(Task goal):
Beginning with the line below that contains "--- a/src/inmanta/data/dataview.py" and ending with the line that contains "the CTE and", copy every line exactly. Copy nothing else.

(Entries supplied):
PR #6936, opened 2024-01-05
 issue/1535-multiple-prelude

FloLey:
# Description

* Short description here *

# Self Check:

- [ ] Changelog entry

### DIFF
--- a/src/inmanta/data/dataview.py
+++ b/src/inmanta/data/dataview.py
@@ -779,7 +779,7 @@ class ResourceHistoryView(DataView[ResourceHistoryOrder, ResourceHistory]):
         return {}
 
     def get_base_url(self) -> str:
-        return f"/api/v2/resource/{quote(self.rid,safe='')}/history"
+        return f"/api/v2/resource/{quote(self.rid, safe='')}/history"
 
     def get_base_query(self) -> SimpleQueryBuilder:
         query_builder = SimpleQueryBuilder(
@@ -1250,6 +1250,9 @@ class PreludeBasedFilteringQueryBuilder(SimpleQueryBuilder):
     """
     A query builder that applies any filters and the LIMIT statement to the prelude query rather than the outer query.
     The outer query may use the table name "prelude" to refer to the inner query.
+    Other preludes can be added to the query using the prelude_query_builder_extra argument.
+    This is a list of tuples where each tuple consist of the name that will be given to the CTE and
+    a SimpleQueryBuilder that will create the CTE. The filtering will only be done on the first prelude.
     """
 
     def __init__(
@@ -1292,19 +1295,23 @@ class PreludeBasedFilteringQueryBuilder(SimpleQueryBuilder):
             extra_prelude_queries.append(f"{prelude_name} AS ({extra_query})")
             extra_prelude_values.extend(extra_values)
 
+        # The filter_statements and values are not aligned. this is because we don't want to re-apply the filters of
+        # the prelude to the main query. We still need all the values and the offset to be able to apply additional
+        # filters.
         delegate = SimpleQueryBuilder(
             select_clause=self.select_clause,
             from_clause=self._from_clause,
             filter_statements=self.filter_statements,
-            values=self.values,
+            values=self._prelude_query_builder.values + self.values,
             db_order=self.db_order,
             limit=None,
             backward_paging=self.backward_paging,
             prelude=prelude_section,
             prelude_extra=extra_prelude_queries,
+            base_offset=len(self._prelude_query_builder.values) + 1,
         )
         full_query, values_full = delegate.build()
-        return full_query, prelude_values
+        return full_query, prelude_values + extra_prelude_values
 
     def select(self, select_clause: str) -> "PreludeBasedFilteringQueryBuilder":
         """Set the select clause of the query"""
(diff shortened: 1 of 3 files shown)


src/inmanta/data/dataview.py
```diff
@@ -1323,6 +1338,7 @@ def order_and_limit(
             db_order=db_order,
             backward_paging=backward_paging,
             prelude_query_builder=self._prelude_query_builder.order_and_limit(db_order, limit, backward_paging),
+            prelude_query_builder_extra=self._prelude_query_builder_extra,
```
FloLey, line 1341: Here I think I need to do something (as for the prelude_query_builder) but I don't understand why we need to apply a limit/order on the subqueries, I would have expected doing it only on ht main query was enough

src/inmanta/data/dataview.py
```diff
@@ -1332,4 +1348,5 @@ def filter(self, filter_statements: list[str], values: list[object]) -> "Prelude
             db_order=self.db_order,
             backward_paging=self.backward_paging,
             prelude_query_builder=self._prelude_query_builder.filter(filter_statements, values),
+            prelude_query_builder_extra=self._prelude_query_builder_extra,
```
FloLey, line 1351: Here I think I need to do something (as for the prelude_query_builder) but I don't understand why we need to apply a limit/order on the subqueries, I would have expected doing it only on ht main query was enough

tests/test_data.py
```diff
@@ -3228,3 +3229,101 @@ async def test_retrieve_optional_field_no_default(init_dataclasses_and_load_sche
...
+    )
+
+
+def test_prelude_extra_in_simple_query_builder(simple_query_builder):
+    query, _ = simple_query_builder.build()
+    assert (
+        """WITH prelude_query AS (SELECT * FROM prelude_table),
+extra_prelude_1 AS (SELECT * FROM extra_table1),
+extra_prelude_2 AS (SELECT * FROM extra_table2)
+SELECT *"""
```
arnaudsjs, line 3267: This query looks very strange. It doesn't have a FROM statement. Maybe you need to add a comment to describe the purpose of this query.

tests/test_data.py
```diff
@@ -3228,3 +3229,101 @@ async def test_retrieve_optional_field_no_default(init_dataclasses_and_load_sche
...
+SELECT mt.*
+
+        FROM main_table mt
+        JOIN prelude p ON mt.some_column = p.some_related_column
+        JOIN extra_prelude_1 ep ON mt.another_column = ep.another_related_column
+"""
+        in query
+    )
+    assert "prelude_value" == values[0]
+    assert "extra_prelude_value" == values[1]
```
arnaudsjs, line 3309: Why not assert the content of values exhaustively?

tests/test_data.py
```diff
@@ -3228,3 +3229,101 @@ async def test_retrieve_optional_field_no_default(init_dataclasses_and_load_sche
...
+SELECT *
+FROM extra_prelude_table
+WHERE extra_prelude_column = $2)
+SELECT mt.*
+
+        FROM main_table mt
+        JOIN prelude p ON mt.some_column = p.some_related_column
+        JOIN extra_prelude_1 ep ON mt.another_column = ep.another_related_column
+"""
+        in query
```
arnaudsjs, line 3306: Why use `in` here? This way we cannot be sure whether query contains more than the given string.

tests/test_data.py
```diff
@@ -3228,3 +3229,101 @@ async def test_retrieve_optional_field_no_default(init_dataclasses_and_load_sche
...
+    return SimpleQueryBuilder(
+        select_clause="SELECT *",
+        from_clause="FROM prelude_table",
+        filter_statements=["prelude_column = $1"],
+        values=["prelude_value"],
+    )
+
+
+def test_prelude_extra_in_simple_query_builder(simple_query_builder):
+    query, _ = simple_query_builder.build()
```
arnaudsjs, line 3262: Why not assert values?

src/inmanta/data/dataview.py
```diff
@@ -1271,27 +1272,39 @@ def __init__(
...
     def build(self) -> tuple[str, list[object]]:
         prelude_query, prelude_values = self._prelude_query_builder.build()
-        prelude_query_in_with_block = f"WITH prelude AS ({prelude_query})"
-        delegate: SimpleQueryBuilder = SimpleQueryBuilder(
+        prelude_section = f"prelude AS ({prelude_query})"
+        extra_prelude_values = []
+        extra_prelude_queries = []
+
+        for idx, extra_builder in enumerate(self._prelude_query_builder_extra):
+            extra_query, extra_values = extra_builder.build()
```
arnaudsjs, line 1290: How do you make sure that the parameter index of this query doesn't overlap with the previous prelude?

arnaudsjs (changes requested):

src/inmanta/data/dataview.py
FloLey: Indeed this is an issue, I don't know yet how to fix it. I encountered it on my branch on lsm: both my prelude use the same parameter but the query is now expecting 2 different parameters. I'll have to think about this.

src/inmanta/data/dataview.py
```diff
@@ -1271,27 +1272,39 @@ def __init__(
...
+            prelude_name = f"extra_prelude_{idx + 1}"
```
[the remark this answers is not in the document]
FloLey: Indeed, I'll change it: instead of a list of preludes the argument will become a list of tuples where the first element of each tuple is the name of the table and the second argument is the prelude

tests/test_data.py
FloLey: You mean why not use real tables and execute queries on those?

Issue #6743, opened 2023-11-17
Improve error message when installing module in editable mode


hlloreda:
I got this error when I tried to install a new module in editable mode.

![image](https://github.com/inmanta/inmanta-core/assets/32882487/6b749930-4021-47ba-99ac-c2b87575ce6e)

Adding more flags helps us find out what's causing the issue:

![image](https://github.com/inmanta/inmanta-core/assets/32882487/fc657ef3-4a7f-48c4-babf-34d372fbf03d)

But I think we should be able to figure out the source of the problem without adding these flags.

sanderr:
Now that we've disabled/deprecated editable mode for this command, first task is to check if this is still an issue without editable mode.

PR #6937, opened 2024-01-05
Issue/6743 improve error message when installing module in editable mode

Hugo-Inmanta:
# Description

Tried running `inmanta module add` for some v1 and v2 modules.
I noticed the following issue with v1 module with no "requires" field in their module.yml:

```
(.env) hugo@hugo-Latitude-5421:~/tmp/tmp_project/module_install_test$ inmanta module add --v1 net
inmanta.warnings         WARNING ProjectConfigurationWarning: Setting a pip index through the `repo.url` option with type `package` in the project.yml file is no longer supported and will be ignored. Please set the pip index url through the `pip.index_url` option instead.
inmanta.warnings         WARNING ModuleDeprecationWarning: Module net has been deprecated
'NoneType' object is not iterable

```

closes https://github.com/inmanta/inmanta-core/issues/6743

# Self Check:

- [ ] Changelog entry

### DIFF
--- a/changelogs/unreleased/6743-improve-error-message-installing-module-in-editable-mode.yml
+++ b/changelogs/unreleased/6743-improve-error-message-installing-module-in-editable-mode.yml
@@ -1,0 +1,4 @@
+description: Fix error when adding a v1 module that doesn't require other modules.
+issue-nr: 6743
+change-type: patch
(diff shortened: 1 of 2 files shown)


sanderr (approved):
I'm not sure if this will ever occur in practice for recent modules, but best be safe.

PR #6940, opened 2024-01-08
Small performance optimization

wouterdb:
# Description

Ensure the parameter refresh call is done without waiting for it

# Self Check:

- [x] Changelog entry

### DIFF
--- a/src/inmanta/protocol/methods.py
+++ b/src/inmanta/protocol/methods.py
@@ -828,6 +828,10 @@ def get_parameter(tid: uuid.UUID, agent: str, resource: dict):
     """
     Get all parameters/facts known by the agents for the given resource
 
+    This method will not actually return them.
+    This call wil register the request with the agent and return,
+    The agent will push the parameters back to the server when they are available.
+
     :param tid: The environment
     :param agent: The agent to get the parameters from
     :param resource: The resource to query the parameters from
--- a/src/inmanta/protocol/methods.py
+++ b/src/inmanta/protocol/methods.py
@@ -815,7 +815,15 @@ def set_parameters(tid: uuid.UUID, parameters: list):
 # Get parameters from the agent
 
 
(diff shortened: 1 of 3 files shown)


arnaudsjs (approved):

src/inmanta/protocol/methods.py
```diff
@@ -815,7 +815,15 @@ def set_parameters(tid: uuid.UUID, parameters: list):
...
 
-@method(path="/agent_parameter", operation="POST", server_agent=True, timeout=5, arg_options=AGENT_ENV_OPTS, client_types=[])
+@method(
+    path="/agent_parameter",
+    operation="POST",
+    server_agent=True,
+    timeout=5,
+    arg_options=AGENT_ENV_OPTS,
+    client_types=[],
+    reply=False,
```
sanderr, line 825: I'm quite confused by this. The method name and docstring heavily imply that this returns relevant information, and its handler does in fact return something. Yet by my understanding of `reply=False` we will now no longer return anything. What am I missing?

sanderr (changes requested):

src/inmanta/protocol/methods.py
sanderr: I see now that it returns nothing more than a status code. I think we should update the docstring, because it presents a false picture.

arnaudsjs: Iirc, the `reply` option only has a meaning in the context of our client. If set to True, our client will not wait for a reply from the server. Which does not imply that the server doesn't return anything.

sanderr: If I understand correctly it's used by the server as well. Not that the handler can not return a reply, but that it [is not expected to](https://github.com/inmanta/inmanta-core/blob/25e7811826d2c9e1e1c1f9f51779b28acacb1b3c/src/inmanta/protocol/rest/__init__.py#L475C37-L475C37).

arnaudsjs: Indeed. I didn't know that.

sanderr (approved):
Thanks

(Expected answer):
--- a/src/inmanta/data/dataview.py
+++ b/src/inmanta/data/dataview.py
@@ -779,7 +779,7 @@ class ResourceHistoryView(DataView[ResourceHistoryOrder, ResourceHistory]):
         return {}
 
     def get_base_url(self) -> str:
-        return f"/api/v2/resource/{quote(self.rid,safe='')}/history"
+        return f"/api/v2/resource/{quote(self.rid, safe='')}/history"
 
     def get_base_query(self) -> SimpleQueryBuilder:
         query_builder = SimpleQueryBuilder(
@@ -1250,6 +1250,9 @@ class PreludeBasedFilteringQueryBuilder(SimpleQueryBuilder):
     """
     A query builder that applies any filters and the LIMIT statement to the prelude query rather than the outer query.
     The outer query may use the table name "prelude" to refer to the inner query.
+    Other preludes can be added to the query using the prelude_query_builder_extra argument.
+    This is a list of tuples where each tuple consist of the name that will be given to the CTE and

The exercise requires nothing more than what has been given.